ASSIGNMENT - Report all lines in the records that hold the string "little".
- Opening Delimiter -
PR #248, opened 2019-05-17
fix: sellers shouldnt be their own arbitrator

richard-ramos:


contracts/teller-network/License.sol
```diff
@@ -61,13 +62,15 @@ contract License is Ownable, ApproveAndCallFallBack {
...
-        licenseDetails[_owner].creationTime = block.timestamp;
+        licenseDetails[_owner] = LicenseDetails({
+            price: price,
+            creationTime: block.timestamp
+        });
 
-        uint idx = licenseOwners.push(msg.sender);
-        idxLicenseOwners[msg.sender] = idx;
+        uint idx = licenseOwners.push(_owner);
+        idxLicenseOwners[_owner] = idx;
```
jrainville: Does that mean that you can buy a license for someone else?

richard-ramos: no, because `buyFrom(_from)` is a private function. It can only be called in two places:
1. by using `buy()` which will send the `msg.sender`,  
2. it is called by the `receiveApproval` function that sends the `msg.sender` in the `_from` parameter. (this is to approve and execute the function immediatly without requiring two transactions).

jrainville: Ok, thanks for the explanation

PR #251, opened 2019-05-17
Set max as sellers balance

jrainville:
Also change the color of the offer when it's your own offer


jrainville:
Gonna merge this now and do the handling of balances in another PR

PR #89, opened 2020-06-01
Fix `self-update` command. Refactor container and telemetry implementation.

grasmash:


bin/acli
```diff
@@ -53,29 +57,13 @@ $output = new ConsoleOutput();
 $logger = new ConsoleLogger($output);
 $container = new Symfony\Component\DependencyInjection\ContainerBuilder();
 $container->setParameter('repo_root', find_repo_root());
-$container->set('amplitude', Amplitude::getInstance());
```
grasmash, line 56: @danepowell There was too much duplication here and in the TestBase class, so I've moved much of this to a static method that can be shared.

src/AcquiaCliApplication.php
```diff
@@ -78,10 +83,7 @@ public function __construct(
     $this->warnIfXdebugLoaded();
     $this->setSshHelper(new SshHelper($this, $output));
     parent::__construct('acli', $version);
-    $definition = $container->register('cloud_api', ClientService::class);
-    $definition->setArgument(0, $this->getContainer()->get('cloud_datastore'));
```
grasmash, line 82: @danepowell I've replaced this with a reference to the service elsewhere.

src/AcquiaCliApplication.php
```diff
@@ -107,131 +109,57 @@ public function __construct(
...
+
+    $container->register('acli_datastore', JsonFileStore::class)
+      ->addArgument($container->getParameter('acli_config.filepath'));
+
+    $container->register('cloud_datastore', JsonFileStore::class)
+      ->addArgument($container->getParameter('cloud_config.filepath'))
+      ->addArgument(JsonFileStore::NO_SERIALIZE_STRINGS);
+
+    $container->register('cloud_api', ClientService::class)
+      ->addArgument(new Reference('cloud_datastore'));
```
grasmash, line 139: @danepowell Example of reference to another service.

src/Command/CommandBase.php
```diff
@@ -71,38 +74,46 @@ abstract class CommandBase extends Command implements LoggerAwareInterface {
...
 
+
   /**
    * Check if telemetry preference is set, prompt if not.
    */
-  protected function checkTelemetryPreference() {
-    $datastore = $this->getApplication()->getContainer()->get('acli_datastore');
-    $telemetry = $datastore->get(DataStoreContract::SEND_TELEMETRY);
-    if (!isset($telemetry) && $this->input->isInteractive()) {
+  public function checkTelemetryPreference(): void {
```
grasmash, line 109: I'd prefer for this to be in the TelemetryHelper class, but for some reason doing that causes the $inputs for the CommandTester to not register. Something weird about dependency injection of inputs?

src/Command/CommandBase.php
```diff
@@ -71,38 +74,45 @@ abstract class CommandBase extends Command implements LoggerAwareInterface {
...
    * @throws \Acquia\Cli\Exception\AcquiaCliException
+   * @throws \Exception
    */
   protected function initialize(InputInterface $input, OutputInterface $output) {
     $this->input = $input;
     $this->output = $output;
     $this->formatter = $this->getHelper('formatter');
     $this->setLogger(new ConsoleLogger($output));
+
+    /** @var TelemetryHelper $telemetry_helper */
```
grasmash, line 85: @danepowell I'd love to find a way to avoid needing to do this.

tests/phpunit/src/TestBase.php
```diff
@@ -94,38 +106,39 @@ protected function setUp($output = NULL): void {
...
     $this->removeMockConfigFiles();
     $this->createMockConfigFile();
 
     parent::setUp();
   }
 
+  /**
+   * @param \Symfony\Component\DependencyInjection\ContainerBuilder $container
+   */
+  protected function configureContainer(ContainerBuilder $container): void {
```
grasmash, line 130: @danepowell The refactor let me get away with overriding far fewer things here.

tests/phpunit/src/TestBase.php
```diff
@@ -268,10 +281,16 @@ protected function createLocalSshKey($contents): string {
   }
 
   protected function createMockConfigFile(): void {
-    $contents = json_encode(['key' => 'testkey', 'secret' => 'test']);
+    // @todo Read from config object.
+    $default_values = ['key' => 'testkey', 'secret' => 'test'];
+    $cloud_config = array_merge($default_values, $this->cloudConfig);
```
grasmash, line 286: @danepowell Note that this lets us extend the default config easily in a test.

src/Command/CommandBase.php
danepowell: Yeah I think this will all become much cleaner if/when we can inject dependencies via Symfony service config, instead of constantly polling the container.

src/Command/CommandBase.php
grasmash: @danepowell I'd like to have a follow up PR to move this to TelemetryHelper. We can debug there.

src/Helpers/TelemetryHelper.php
```diff
@@ -0,0 +1,157 @@
...
+      return;
+    }
+    try {
+      $amplitude->init('956516c74386447a3148c2cc36013ac3');
+      // Method chaining breaks Prophecy?
+      // @see https://github.com/phpspec/prophecy/issues/25
+      $amplitude->setDeviceId(OsInfo::uuid());
+      $amplitude->setUserProperties($this->getTelemetryUserData($app_version));
+      $amplitude->setUserId($this->getUserId());
+      $amplitude->logQueuedEvents();
```
grasmash, line 75: @danepowell Note that I'm only logging events if the user has opted into sending telemetry.

src/Helpers/TelemetryHelper.php
```diff
@@ -0,0 +1,157 @@
...
+    } catch (IdentityProviderException $e) {
+      // If something is wrong with the Cloud API client, don't bother users.
```
grasmash, line 77: I'm on the fence about whether to log an error here.

danepowell: I chose not to log an error because any negative experience with telemetry (even a warning message in logs) could invite people to just stop using it. And if there's really a problem with the Cloud API client, it will probably be revealed in mainline commands that will throw an error anyway.

PR #93, opened 2020-06-02
Move checkTelemetryPreference() to TelemetryHelper.

grasmash:


grasmash:
@danepowell Any thoughts on why this would fail? It seems that the tests $inputs no longer are passed to the $input when this change is made.

grasmash:
I've got it diagnosed. It's an issue that will only occur during a test. Since we first create a placeholder $input and then configure the container with that and we LATER pass arguments to execute the command, the arguments never actually propagate to the $input that is used by the container. There are effectively 2 different $inputs.

That doesn't happen with actual execution because we already know the arguments when the command is executed, and we use only a single $input object to configure the container and subsequently run the command.

tests/phpunit/src/CommandTestBase.php
```diff
@@ -74,14 +69,16 @@ protected function setCommand(Command $command): void {
...
    */
   protected function executeCommand(array $args = [], array $inputs = []): void {
     $cwd = $this->projectFixtureDir;
     chdir($cwd);
-    $tester = $this->getCommandTester();
-    $tester->setInputs($inputs);
-    $command_name = $this->command->getName();
-    $args = array_merge(['command' => $command_name], $args);
+
+    $input = new ArrayInput($args);
```
grasmash, line 78: The idea of this refactor is to delay creation of $input until just before the command is executed so that our container and our executed command both use exactly the same input object.

tests/phpunit/src/TestBase.php
```diff
@@ -85,37 +84,50 @@ abstract class TestBase extends TestCase {
...
     $this->amplitudeProphecy = $this->prophet->prophesize(Amplitude::class);
     $this->clientProphecy = $this->prophet->prophesize(Client::class);
 
-    $container = new ContainerBuilder();
-    $container->setParameter('repo_root', $this->projectFixtureDir);
-    $container->setParameter('data_dir', $this->fixtureDir . '/.acquia');
-    AcquiaCliApplication::configureContainer($container, $this->input, $output, $logger);
-    $this->configureContainer($container);
-
-    $this->application = new AcquiaCliApplication($container, $logger, $this->input, $output, 'UNKNOWN');
```
grasmash, line 117: We delay building the container and creating the application until just before command execution.

danepowell:
I just discovered ORCA also uses Zumba/Amplitude, I wonder if we can steal--er, borrow, or share--any components from ORCA to get this working and streamlined.

I'm also trying to rewire the whole app using symfony autowiring using ORCA as a template.

grasmash:
Assuming your work to refactor and autowire enables us to avoid instantiating $input ourselves during test set up, I'm going to pause work on this PR.

tests/phpunit/src/TestBase.php
```diff
@@ -85,37 +84,50 @@ abstract class TestBase extends TestCase {
...
   protected function setUp($output = NULL): void {
     if (!$output) {
       $output = new BufferedOutput();
     }
+    $this->applicationOutput = $output;
 
     $this->fs = new Filesystem();
     $this->prophet = new Prophet();
     $this->consoleOutput = new ConsoleOutput();
-    $this->input = new ArrayInput([]);
```
grasmash, line 104: @danepowell This is what we need to stop doing.

PR #94, opened 2020-06-03
Use dependency injection

danepowell:
- [x] Figure out how to warm the Symfony cache when building phar files. [Ordinarily we’d call](https://github.com/humbug/box/blob/master/doc/symfony.md) `cache:clear` as part of composer autoload dump and this would warm the cache, but that doesn’t work since we aren’t using framework bundle. That's why ORCA reimplemented `cache:clear` as a pseudo-command but not with support for warming. Running `./bin/acli` might be sufficient.
- [x] Clean up remaining commands to stop accessing container (sed replace)
- [x] For each command, add static name and restore disabled tests (one at a time but use sed to clean up others simultaneously)
- [x] Clean up services.yml
- [x] Kill AcquiaCliApplication


bin/acli.php
```diff
@@ -0,0 +1,61 @@
...
+use Symfony\Component\Console\Input\ArgvInput;
+use Symfony\Component\Debug\Debug;
+use Symfony\Component\Filesystem\Filesystem;
+
+if (!file_exists(__DIR__ . '/../vendor/autoload.php')) {
+  die("Could not find autoloader. Run 'composer install' first.\n");
+}
+require __DIR__ . '/../vendor/autoload.php';
+
+ini_set('memory_limit', -1);
```
grasmash, line 21: Eek!

bin/acli.php
```diff
@@ -0,0 +1,61 @@
...
+    // phpcs:enable
+  }
+}
+
+$kernel = new Kernel($env, $debug);
+
+// Handle a cache:clear pseudo command. This isn't implemented as a true console
+// command because a stale or corrupted cache would render it unusable--
+// precisely when it is needed.
+if (in_array($input->getFirstArgument(), ['cache:clear', 'cc'])) {
```
grasmash, line 43: Interesting. I think we may be actually caching in OpsCache. Will this clear that? 
https://github.com/acquia/cli/blob/master/src/Command/Api/ApiCommandHelper.php#L27

config/services.yml
```diff
@@ -0,0 +1,49 @@
...
+  Symfony\Component\Console\Application: ~
+
+  Symfony\Component\Console\Input\ArgvInput: ~
+
+  Symfony\Component\Console\Input\InputInterface:
+    alias: Symfony\Component\Console\Input\ArgvInput
+
+  Symfony\Component\Console\Logger\ConsoleLogger: ~
+
+  Symfony\Component\Console\Output\ConsoleOutput: ~
```
grasmash, line 35: Can we add some comments to explain what's happening on some of these lines?

src/Command/AuthCommand.php
```diff
@@ -14,20 +16,54 @@
...
  */
-class AuthCommand extends CommandBase {
+class AuthCommand extends Command {
+
+  /**
+   * The default command name.
+   *
+   * @var string
+   */
+  protected static $defaultName = 'auth:login';
```
grasmash, line 31: Why do this statically rather than in the configure() method?

src/Helpers/LocalMachineHelper.php
```diff
@@ -239,6 +240,10 @@ public static function getHomeDir(): string {
     return $home;
   }
 
+  public static function getCloudConfigFilepath(): string {
+    return self::getHomeDir() . '/.acquia/cloud_api.conf';
```
grasmash, line 244: We may need to define a constant for `'/.acquia/cloud_api.conf'` so that we can easily set a different file path during testing. Maybe you've already solved that, though.

bin/acli.php
danepowell: ORCA does this, I assumed there's a good reason, but we don't have too.

bin/acli.php
danepowell: I don't think this would clear the api cache. Symfony caches service config in `{repo.root}/var/cache`, only this directory gets cleared when you run `cache:clear`. And it's only useful during development when you are changing services, I don't think an end user would ever need it.

src/Command/AuthCommand.php
danepowell: Doing this statically is required to [support lazy-loading](https://symfony.com/doc/current/console/commands_as_services.html#console-command-service-lazy-loading). I'm not sure why you'd want to use the `configure()` method, maybe that was a best practice in earlier Symfony versions.

config/services.yml
danepowell: These are all just 'services' (specific classes) that are part of some constructor in our application. Symfony probably _could_ autodiscover all of these, but it's way more performant (at least for vendor-provided services) to enumerating, that's what we're doing here.

I think we should only comment on ones that might be non-obvious, anything in particular bother you?

src/Helpers/LocalMachineHelper.php
danepowell: I added some parameters to services.yml, including `app.data_dir`, which is I think what you want. We already inject a custom directory for testing.

config/services.yml
danepowell: I added some comments.

danepowell:
#99

PR #99, opened 2020-06-04
Use dependency injection

danepowell:
There's definitely room for optimization here, but it works and I think it would be good to get this merged to avoid conflicts, since it touches pretty much every file.

The diff is alarmingly large, but if you subtract lockfile changes the LOC count actually goes down, so this does somewhat simplify the codebase. And more importantly, it brings us up from the Symfony 2-3ish design era to Symfony 5+ standards.

If you're not familiar with Symfony service config: the first time you run `acli` it builds a command cache in the `var` directory, which takes a few hundred ms, but on subsequent runs it's blazing fast. When we package the phar we will include that cache so end users have a great experience.

The main opportunity for improvement here is around the test cases, simplifying how the dependencies get injected. And related to that, maybe don't inject every possible dependency for the base command. Also it would be good to attach the event dispatcher inside of the application instead of in the binary.


.env
```diff
@@ -0,0 +1,16 @@
...
+#  * .env.$APP_ENV       committed environment-specific defaults
+#  * .env.$APP_ENV.local uncommitted environment-specific overrides
+#
+# Real environment variables win over .env files.
+#
+# DO NOT DEFINE PRODUCTION SECRETS IN THIS FILE NOR IN ANY OTHER COMMITTED FILES.
+#
+# Run "composer dump-env prod" to compile .env files for production use (requires symfony/flex >=1.2).
+# https://symfony.com/doc/current/best_practices.html#use-environment-variables-for-infrastructure-configuration
+APP_ENV=prod
```
grasmash, line 15: Do we really want prod to be the default? How is this used?

config/services.yml
```diff
@@ -0,0 +1,70 @@
+---
+parameters:
+  env(ACLI_DATA_DIR): "%env(HOME)%"
+  app.data_dir: "%env(HOME)%/.acquia"
```
grasmash, line 4: Nice!

config/services.yml
```diff
@@ -0,0 +1,70 @@
...
+    bind:
+      $cloudConfigFilepath: '%app.cloud_config_filepath%'
+      $acliConfigFilename: '%app.acli_config_filename%'
+      $repoRoot: "%kernel.project_dir%"
+      $sshDir: "%app.ssh_dir%"
+      Webmozart\KeyValueStore\JsonFileStore $datastoreCloud: '@datastore.cloud'
+      Webmozart\KeyValueStore\JsonFileStore $datastoreAcli: '@datastore.acli'
+    public: true
+
+  # Register nearly all Acquia CLI classes as services.
```
grasmash, line 25: Why would a command be a service? Is that required for injecting a dependency into it?

src/Command/Api/ApiCommandBase.php
```diff
@@ -41,7 +41,7 @@ class ApiCommandBase extends CommandBase {
    */
   protected function execute(InputInterface $input, OutputInterface $output) {
     // Build query from non-null options.
-    $acquia_cloud_client = $this->getApplication()->getContainer()->get('cloud_api')->getClient();
+    $acquia_cloud_client = $this->clientService->getClient();
```
grasmash, line 44: I'd like to name this something like cloudApiService, since you could easily have clients for other APIs like Pipelines API.

.env
danepowell: It's a little confusing, I know. Basically it doesn't matter what we call the environment, but we have to call it _something_, and Symfony defaults to "prod". Symfony does nothing with it internally. Unless we go out of our way to e.g. change configuration based on environment, it simply doesn't matter.

The second parameter, debug, _does_ matter. That should be `false` when we ship, but `true` when debugging locally.

https://symfony.com/doc/4.1/configuration/environments.html

config/services.yml
danepowell: In Symfony 5, every command is a service. It's required for dependency injection.

> If you're using the default services.yaml configuration, your command classes are already registered as services. Great! This is the recommended setup.


https://symfony.com/doc/current/console/commands_as_services.html

symfony.lock
```diff
@@ -0,0 +1,380 @@
+{
```
grasmash, line 1: What is a Symphony.lock for?

danepowell: It's part of Flex, which provides Composer utilities to go along with Symfony. It's kind of cool actually, packages (like PHPUnit) can provide Flex recipes that update files on disk (such as tests/bootstrap.php).

symfony.lock is what Flex uses to keep track of what recipe versions have been applied.

PR #108, opened 2020-06-05
Move checkTelemetryPreference() to TelemetryHelper.

grasmash:


tests/phpunit/src/TestBase.php
```diff
@@ -162,8 +157,7 @@ protected function setUp($output = NULL): void {
     $this->fs = new Filesystem();
     $this->prophet = new Prophet();
     $this->consoleOutput = new ConsoleOutput();
-    $this->input = new ArrayInput([]);
```
grasmash, line 165: @danepowell Do you have a suggestion about what to do here? We need to avoid defining both $input and $output until we're ready to execute the command. But the LocalMachineHelper, TelemetryHelper, and SshHelper services need these in order to be instantiated.

We could just mock both services _all the time_ like you do for the clientServiceProphecy, but I'm not excited about all the mock calls we need to support in that case. 

Can't we use the container to defer this somehow?

Until we do, our helper will be using different $input and $output objects than our commands during testing.

danepowell: Our unit tests don't boot the kernel or build the container, so every service is "mocked" in some sense, whether it uses the real class (as with SshHelper) or a double (prophecies).

We could _probably_ boot the kernel for unit tests, but it might be another decently large refactor. It would simplify some things because we wouldn't have to mock as much, but I don't have a sense for the LOE or whether it's the "right" thing to do.

Note that Symfony seems to recommend running unit tests with CommandTester (as we do) using KernelTestCase, which would boot the kernel and compile the container. Unfortunately we can't use KernelTestCase because it depends on the Framework Bundle, which is a huge web-oriented dependency that we probably don't want. So we'd have to reinvent the wheel, same as we did for the cache:clear command.

PR #113, opened 2020-06-05
Remove all cache dirs with acli cc.

grasmash:


danepowell:
@TravisCarden you may be interested in porting this to ORCA, since we ~stole~ borrowed our binary from ORCA and maybe you've run into issues related to stale caches when running ORCA.

danepowell:
Oh nevermind, now I see a little more of what's going on here. This only happens because we use the `PhpArrayAdapter`. ORCA doesn't use that, so it's not affected.

PR #125, opened 2020-06-09
Removing command cache.

grasmash:


danepowell:
This adds 25-50ms to all commands. It's not a huge problem, but it's not ideal.

It also still uses the system pool cache (/tmp) for the api spec. Granted, that changes less frequently, but it still could cause problems.

The ideal solution that would eliminate the system cache entirely and preserve speed would be to fix our usage of PhpArrayAdapter to use `warmUp()` rather than `set()`.

danepowell:
Also I think this is needlessly rewriting the cache on every call, regardless of whether the cache is stale or not. That could account for the speed difference.

danepowell:
@grasmash I pushed a change to this PR to use the `var` cache, so that it can be shipped with the phar and there's no risk of having a stale user cache. There's still a very minor performance penalty by removing the command cache, but this seems like a good compromise.

PR #130, opened 2020-06-09
Checking blt.yml for Cloud app uuid.

grasmash:


src/Command/CommandBase.php
```diff
@@ -596,6 +598,15 @@ protected function doDetermineCloudApplication() {
       return $application_uuid;
     }
 
+    // Try blt.yml.
+    $blt_yaml_file_path = Path::join($this->repoRoot, 'blt', 'blt.yml');
+    if (file_exists($blt_yaml_file_path)) {
+      $contents = Yaml::parseFile($blt_yaml_file_path);
+      if (array_key_exists('cloud', $contents) && array_key_exists('appId', $contents['cloud'])) {
+        return $contents['cloud']['appId'];
```
grasmash, line 606: @danepowell Can you verify this is the correct key?

danepowell: Yep that's correct. Although just to be clear, BLT never actually uses this key, it's only ever set/read by ADS CLI right now. Still useful for folks migrating from ADS CLI though...

grasmash: Yeah this is just for backwards support.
- Closing Delimiter -
COMPLETED EXERCISE -
danepowell: It's a little confusing, I know. Basically it doesn't matter what we call the environment, but we have to call it _something_, and Symfony defaults to "prod". Symfony does nothing with it internally. Unless we go out of our way to e.g. change configuration based on environment, it simply doesn't matter.
Oh nevermind, now I see a little more of what's going on here. This only happens because we use the `PhpArrayAdapter`. ORCA doesn't use that, so it's not affected.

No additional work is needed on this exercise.